From the data below, copy each line that includes the word "deletion".

Source data:
[Start of Attachment]
PR #5263, opened 2026-06-05
fix(zoho): prevent COQL injection in legacy deletion lookup

ItsSudip:

Fixes a COQL injection vulnerability in the Zoho **legacy single-event deletion** path. `searchRecordIdV2` built the COQL `WHERE` clause by interpolating both keys and values from `event.message.identifiers` (untrusted input) directly into the query string, with no escaping or allowlisting. The matched record IDs then flow into a `DELETE ...?ids=` request, so a crafted identifier could match unintended records.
[End of Attachment]
Exercise result:
fix(zoho): prevent COQL injection in legacy deletion lookup
Fixes a COQL injection vulnerability in the Zoho **legacy single-event deletion** path. `searchRecordIdV2` built the COQL `WHERE` clause by interpolating both keys and values from `event.message.identifiers` (untrusted input) directly into the query string, with no escaping or allowlisting. The matched record IDs then flow into a `DELETE ...?ids=` request, so a crafted identifier could match unintended records.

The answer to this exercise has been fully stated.